Please print only the top portion of the entries below, ending with the line that contains "The solution I", exactly as written.

» **Data entries**
****************************************
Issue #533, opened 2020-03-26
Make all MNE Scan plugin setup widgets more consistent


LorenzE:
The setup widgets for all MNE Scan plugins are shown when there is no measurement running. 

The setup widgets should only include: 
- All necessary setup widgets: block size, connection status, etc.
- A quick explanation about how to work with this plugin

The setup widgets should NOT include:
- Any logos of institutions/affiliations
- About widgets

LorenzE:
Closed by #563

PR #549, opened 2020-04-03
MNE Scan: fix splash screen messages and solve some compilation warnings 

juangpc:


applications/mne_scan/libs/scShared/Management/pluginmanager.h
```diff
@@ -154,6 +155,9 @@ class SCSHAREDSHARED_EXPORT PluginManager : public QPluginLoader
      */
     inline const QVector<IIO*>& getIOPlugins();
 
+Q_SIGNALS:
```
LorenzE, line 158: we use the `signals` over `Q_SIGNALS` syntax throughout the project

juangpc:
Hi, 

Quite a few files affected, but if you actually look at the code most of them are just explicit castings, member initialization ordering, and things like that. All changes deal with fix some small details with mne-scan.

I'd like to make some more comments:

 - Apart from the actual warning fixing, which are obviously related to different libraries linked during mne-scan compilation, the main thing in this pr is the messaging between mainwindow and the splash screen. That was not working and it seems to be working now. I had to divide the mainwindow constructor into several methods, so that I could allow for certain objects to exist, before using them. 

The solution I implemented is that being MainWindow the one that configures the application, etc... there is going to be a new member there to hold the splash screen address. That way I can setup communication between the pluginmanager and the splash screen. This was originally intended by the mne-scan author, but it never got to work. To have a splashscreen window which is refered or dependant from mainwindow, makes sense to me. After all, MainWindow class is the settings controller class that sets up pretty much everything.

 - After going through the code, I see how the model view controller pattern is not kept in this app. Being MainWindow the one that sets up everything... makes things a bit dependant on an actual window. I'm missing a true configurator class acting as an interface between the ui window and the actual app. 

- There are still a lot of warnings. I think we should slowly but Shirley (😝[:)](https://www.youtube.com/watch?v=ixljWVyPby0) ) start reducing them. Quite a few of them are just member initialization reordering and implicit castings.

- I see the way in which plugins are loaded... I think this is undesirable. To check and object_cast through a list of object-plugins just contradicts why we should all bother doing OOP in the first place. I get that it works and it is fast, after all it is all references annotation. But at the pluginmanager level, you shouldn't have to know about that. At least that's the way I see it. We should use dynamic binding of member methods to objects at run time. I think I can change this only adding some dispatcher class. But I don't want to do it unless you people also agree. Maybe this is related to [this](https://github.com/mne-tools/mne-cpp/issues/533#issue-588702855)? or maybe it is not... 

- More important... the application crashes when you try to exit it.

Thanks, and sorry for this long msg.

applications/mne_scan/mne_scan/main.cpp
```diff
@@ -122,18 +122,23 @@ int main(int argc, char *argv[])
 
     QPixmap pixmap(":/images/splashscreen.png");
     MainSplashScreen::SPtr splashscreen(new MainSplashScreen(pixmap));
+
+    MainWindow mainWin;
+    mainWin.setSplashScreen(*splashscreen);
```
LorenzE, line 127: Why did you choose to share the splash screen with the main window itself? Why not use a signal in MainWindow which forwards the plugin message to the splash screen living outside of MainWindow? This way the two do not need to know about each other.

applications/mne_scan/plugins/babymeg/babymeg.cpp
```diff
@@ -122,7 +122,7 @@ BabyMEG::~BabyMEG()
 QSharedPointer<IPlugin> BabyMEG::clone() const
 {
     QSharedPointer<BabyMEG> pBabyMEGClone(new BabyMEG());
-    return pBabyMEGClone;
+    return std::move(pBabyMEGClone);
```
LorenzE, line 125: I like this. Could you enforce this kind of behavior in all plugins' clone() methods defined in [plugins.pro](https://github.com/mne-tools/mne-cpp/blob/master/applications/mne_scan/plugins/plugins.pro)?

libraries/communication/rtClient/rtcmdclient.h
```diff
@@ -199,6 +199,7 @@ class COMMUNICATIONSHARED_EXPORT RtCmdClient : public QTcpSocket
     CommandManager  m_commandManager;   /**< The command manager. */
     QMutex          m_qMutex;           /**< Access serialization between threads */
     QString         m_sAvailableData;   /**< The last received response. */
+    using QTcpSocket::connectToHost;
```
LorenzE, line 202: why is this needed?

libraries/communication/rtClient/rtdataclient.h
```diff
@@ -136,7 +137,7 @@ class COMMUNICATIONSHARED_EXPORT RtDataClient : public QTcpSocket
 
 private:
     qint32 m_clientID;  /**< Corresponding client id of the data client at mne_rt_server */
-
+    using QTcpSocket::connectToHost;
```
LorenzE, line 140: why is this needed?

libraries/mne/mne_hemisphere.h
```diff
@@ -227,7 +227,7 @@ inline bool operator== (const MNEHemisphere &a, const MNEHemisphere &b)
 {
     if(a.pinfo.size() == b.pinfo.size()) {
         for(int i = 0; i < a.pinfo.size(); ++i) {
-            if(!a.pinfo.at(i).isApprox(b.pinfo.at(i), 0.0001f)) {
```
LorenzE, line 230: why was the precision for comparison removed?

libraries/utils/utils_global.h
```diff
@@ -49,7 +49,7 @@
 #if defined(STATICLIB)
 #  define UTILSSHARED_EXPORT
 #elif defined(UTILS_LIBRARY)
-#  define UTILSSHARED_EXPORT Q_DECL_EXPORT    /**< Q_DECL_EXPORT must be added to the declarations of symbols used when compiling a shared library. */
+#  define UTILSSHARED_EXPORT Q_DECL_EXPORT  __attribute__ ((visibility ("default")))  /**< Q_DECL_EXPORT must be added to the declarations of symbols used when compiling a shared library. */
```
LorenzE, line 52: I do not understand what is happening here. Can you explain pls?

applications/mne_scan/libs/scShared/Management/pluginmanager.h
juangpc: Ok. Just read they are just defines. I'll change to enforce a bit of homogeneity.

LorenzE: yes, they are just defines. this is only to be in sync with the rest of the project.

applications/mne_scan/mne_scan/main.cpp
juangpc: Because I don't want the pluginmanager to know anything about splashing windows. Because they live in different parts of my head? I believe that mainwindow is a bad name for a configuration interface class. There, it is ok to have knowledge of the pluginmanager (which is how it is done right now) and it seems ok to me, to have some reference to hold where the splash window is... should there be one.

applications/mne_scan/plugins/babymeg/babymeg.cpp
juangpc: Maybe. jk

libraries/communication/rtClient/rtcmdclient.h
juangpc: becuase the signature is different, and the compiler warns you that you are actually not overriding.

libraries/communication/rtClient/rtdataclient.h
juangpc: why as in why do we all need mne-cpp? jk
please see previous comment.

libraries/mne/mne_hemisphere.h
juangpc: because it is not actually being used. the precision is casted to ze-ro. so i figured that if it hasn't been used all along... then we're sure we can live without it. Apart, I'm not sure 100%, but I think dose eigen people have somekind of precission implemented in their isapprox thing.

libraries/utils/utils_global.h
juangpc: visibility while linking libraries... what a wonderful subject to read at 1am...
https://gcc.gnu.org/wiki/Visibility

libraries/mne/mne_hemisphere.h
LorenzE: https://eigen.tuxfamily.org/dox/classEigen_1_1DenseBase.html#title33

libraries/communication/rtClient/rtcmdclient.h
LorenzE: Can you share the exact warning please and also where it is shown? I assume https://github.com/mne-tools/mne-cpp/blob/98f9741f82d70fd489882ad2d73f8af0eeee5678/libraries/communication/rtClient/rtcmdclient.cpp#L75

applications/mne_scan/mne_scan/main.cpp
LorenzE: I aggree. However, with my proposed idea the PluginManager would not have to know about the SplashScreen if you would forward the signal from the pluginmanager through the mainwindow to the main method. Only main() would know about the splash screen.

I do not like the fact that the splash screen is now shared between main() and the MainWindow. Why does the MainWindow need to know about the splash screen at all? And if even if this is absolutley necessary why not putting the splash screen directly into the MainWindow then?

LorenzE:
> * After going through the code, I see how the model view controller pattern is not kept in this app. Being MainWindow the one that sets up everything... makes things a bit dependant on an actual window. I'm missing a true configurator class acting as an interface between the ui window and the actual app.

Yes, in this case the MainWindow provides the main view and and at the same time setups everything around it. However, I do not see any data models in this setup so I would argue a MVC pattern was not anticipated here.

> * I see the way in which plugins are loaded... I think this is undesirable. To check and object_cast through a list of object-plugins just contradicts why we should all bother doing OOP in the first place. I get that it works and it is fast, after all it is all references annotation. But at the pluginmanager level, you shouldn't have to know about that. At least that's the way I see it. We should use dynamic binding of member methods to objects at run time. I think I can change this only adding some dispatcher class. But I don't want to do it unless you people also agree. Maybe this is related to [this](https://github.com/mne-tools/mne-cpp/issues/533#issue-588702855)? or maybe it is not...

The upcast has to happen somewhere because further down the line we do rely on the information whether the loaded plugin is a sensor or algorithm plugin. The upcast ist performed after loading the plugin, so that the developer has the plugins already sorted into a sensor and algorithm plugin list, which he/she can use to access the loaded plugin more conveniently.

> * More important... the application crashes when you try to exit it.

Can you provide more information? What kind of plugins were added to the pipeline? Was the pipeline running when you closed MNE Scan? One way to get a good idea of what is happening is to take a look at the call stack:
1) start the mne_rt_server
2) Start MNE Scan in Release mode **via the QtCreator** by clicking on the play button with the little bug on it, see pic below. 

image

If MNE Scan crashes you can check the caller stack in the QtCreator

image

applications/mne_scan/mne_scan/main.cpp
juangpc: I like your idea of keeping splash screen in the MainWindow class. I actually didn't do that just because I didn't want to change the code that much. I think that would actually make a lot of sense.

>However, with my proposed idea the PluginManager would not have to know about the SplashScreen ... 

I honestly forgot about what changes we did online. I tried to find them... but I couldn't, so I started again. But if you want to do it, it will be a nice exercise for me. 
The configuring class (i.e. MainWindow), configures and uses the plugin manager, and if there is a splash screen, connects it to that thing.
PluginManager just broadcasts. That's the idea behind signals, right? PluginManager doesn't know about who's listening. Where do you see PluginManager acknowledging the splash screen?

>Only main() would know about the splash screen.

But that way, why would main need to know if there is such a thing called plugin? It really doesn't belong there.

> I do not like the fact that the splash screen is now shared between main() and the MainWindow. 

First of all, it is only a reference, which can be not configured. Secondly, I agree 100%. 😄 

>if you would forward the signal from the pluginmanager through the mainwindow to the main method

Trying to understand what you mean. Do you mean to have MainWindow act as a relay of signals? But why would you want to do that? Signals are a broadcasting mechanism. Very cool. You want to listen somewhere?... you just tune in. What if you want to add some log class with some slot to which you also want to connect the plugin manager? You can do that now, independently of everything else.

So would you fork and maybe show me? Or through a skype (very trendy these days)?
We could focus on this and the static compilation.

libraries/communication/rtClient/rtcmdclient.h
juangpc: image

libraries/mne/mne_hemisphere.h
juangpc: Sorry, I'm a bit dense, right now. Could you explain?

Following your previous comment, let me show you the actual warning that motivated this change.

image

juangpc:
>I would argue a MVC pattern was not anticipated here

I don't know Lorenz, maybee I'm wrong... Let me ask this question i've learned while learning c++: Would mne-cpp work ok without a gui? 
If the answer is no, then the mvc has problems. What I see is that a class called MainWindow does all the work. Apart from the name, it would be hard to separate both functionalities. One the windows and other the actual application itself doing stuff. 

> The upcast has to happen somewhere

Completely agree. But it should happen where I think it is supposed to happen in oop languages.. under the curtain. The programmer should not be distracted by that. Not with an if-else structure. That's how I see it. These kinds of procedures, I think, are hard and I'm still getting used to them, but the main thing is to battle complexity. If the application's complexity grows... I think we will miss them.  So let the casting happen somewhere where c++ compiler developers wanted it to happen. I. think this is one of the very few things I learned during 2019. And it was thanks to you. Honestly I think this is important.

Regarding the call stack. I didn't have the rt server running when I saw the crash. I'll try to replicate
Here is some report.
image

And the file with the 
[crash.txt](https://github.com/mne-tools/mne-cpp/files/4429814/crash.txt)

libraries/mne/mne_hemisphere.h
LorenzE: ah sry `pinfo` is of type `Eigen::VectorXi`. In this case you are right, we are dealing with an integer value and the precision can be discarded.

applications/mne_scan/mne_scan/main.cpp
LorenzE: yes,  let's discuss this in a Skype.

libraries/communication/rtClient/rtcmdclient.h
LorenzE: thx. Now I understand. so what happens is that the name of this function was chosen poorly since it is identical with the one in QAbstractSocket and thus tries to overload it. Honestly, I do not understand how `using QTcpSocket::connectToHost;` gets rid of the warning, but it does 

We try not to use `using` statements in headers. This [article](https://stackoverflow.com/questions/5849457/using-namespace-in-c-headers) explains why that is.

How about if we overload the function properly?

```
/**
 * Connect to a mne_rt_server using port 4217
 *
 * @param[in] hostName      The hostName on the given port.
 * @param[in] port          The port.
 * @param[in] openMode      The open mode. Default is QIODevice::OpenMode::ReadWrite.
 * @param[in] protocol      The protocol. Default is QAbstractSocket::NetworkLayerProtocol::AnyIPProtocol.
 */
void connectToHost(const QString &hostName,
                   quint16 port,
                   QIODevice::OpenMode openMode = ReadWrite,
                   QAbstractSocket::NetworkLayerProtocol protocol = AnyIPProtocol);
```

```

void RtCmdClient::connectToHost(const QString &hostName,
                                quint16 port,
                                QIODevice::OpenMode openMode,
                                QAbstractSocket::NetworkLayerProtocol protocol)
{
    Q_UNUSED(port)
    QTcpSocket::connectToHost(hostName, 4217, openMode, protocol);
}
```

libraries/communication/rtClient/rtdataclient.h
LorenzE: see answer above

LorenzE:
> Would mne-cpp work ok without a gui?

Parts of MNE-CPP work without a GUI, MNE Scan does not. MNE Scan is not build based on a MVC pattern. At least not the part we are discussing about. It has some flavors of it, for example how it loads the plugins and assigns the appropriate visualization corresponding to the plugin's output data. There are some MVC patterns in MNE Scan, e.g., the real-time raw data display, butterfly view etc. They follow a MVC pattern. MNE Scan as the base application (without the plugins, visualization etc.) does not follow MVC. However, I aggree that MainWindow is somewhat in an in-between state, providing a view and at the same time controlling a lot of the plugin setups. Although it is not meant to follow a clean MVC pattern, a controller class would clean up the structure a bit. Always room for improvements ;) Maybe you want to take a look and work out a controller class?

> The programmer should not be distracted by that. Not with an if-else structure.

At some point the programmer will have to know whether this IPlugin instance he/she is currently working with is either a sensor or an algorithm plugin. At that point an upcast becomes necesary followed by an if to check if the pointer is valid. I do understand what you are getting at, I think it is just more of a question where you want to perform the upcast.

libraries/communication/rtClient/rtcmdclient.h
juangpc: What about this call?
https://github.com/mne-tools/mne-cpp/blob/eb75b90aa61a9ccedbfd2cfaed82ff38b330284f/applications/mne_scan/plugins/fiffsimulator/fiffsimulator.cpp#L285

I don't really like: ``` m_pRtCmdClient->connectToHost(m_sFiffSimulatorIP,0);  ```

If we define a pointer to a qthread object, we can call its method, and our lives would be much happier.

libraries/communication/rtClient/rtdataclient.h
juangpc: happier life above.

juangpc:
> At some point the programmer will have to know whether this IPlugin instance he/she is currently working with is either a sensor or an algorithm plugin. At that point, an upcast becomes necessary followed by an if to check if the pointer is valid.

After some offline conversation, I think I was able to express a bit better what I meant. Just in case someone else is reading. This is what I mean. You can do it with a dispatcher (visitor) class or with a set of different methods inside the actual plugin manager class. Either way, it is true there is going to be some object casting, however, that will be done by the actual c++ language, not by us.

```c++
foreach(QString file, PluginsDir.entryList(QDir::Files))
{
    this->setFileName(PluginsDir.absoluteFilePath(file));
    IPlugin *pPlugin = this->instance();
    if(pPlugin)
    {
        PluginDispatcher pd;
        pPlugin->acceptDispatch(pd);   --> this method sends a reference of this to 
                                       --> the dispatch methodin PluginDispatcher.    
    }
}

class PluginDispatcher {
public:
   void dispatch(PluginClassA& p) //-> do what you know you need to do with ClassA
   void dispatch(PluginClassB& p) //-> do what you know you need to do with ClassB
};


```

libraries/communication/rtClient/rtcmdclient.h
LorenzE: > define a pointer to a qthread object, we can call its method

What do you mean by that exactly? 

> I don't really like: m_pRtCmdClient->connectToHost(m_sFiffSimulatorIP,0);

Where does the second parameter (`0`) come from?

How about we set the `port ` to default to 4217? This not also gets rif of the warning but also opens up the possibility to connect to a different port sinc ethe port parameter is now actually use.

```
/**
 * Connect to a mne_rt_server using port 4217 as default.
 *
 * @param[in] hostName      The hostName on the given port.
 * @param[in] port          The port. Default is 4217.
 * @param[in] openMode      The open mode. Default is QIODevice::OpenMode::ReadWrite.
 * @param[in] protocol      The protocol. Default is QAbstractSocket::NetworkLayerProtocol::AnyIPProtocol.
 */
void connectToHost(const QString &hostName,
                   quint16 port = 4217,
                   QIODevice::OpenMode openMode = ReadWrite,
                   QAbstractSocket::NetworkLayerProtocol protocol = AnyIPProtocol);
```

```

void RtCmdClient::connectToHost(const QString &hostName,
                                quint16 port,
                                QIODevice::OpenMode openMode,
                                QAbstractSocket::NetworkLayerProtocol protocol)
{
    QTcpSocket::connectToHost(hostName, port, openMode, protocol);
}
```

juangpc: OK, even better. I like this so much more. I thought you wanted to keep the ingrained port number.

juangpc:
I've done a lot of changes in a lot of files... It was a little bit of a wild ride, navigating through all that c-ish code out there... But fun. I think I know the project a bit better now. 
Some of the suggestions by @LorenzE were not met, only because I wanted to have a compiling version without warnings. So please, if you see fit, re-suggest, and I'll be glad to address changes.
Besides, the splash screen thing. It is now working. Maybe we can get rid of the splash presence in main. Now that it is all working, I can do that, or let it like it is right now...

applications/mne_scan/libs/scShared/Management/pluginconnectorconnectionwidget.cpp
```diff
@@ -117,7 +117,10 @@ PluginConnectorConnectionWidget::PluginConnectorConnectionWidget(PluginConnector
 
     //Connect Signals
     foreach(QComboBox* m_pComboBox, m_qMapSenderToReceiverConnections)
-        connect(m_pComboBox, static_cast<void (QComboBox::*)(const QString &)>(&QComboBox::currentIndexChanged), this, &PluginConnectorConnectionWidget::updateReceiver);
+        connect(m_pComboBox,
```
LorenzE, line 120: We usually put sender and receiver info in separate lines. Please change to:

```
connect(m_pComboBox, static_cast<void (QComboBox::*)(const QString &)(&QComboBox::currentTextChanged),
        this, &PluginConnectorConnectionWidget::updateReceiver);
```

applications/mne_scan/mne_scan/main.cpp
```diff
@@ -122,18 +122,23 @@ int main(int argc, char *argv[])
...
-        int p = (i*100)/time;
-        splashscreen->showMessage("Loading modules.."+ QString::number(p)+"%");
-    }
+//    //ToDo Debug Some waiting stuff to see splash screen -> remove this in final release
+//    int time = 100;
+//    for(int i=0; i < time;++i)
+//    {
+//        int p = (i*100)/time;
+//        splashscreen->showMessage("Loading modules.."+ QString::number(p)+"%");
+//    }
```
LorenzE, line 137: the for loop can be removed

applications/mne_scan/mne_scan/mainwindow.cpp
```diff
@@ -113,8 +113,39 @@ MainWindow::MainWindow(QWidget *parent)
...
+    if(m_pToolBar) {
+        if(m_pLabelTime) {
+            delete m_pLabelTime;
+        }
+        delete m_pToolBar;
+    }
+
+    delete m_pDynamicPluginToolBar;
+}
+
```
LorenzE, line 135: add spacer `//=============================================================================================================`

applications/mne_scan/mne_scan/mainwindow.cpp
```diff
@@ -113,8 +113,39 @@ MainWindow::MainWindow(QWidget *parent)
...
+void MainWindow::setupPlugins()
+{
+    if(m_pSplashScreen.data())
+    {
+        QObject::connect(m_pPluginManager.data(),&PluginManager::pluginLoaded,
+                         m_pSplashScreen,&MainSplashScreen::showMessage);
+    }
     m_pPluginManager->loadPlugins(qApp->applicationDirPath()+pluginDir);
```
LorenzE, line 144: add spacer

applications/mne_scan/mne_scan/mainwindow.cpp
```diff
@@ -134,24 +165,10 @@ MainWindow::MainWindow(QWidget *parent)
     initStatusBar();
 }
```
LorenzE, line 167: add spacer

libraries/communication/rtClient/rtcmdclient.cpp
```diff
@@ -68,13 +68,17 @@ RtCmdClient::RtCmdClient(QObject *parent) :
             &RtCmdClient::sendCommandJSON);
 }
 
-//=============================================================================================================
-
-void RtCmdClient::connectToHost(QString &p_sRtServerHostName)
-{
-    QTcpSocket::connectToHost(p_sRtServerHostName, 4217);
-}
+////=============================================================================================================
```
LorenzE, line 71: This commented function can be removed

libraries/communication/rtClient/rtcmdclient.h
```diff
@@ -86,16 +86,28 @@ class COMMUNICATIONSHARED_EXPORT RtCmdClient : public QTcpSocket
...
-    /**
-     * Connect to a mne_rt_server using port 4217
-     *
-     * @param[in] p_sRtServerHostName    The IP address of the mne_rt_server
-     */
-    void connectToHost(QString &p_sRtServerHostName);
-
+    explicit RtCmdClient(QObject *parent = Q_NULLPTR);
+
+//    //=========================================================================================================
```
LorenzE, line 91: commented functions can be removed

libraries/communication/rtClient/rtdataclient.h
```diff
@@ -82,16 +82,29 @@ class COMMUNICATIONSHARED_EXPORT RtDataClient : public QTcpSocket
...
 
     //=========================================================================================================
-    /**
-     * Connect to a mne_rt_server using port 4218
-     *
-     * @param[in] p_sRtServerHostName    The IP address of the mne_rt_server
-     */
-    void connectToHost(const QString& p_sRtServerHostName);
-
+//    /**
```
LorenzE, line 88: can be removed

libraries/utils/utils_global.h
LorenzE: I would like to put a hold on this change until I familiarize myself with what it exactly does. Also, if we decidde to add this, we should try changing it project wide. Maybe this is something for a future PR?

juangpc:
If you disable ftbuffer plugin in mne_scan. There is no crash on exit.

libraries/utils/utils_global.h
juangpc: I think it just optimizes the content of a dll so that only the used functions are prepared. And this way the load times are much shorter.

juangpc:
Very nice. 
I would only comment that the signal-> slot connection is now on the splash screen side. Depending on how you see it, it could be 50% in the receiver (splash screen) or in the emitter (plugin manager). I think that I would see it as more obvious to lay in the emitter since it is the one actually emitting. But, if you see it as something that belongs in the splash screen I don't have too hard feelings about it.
****************************************
» **Completed exercise**
Issue #533, opened 2020-03-26
Make all MNE Scan plugin setup widgets more consistent


LorenzE:
The setup widgets for all MNE Scan plugins are shown when there is no measurement running. 

The setup widgets should only include: 
- All necessary setup widgets: block size, connection status, etc.
- A quick explanation about how to work with this plugin

The setup widgets should NOT include:
- Any logos of institutions/affiliations
- About widgets

LorenzE:
Closed by #563

PR #549, opened 2020-04-03
MNE Scan: fix splash screen messages and solve some compilation warnings 

juangpc:


applications/mne_scan/libs/scShared/Management/pluginmanager.h
```diff
@@ -154,6 +155,9 @@ class SCSHAREDSHARED_EXPORT PluginManager : public QPluginLoader
      */
     inline const QVector<IIO*>& getIOPlugins();
 
+Q_SIGNALS:
```
LorenzE, line 158: we use the `signals` over `Q_SIGNALS` syntax throughout the project

juangpc:
Hi, 

Quite a few files affected, but if you actually look at the code most of them are just explicit castings, member initialization ordering, and things like that. All changes deal with fix some small details with mne-scan.

I'd like to make some more comments:

 - Apart from the actual warning fixing, which are obviously related to different libraries linked during mne-scan compilation, the main thing in this pr is the messaging between mainwindow and the splash screen. That was not working and it seems to be working now. I had to divide the mainwindow constructor into several methods, so that I could allow for certain objects to exist, before using them. 

The solution I implemented is that being MainWindow the one that configures the application, etc... there is going to be a new member there to hold the splash screen address. That way I can setup communication between the pluginmanager and the splash screen. This was originally intended by the mne-scan author, but it never got to work. To have a splashscreen window which is refered or dependant from mainwindow, makes sense to me. After all, MainWindow class is the settings controller class that sets up pretty much everything.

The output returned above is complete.